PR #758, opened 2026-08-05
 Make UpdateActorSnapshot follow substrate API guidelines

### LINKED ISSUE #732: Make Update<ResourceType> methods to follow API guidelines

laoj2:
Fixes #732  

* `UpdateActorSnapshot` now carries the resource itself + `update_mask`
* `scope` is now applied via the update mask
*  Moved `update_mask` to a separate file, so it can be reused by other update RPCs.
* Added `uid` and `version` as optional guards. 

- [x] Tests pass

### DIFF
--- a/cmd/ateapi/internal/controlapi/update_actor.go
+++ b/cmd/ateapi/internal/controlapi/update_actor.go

□ □ □ □ □

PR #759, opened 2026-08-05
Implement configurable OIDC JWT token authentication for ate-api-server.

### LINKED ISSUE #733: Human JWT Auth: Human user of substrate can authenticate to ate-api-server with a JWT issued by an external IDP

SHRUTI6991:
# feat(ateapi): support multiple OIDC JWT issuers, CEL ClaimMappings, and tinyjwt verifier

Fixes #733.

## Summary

□ □ □ □ □

- [GOAL OF THE EXERCISE]:
Count each line of the listing that contains "guidelines" and give the count alone.

- [EXERCISE RESULT]:
2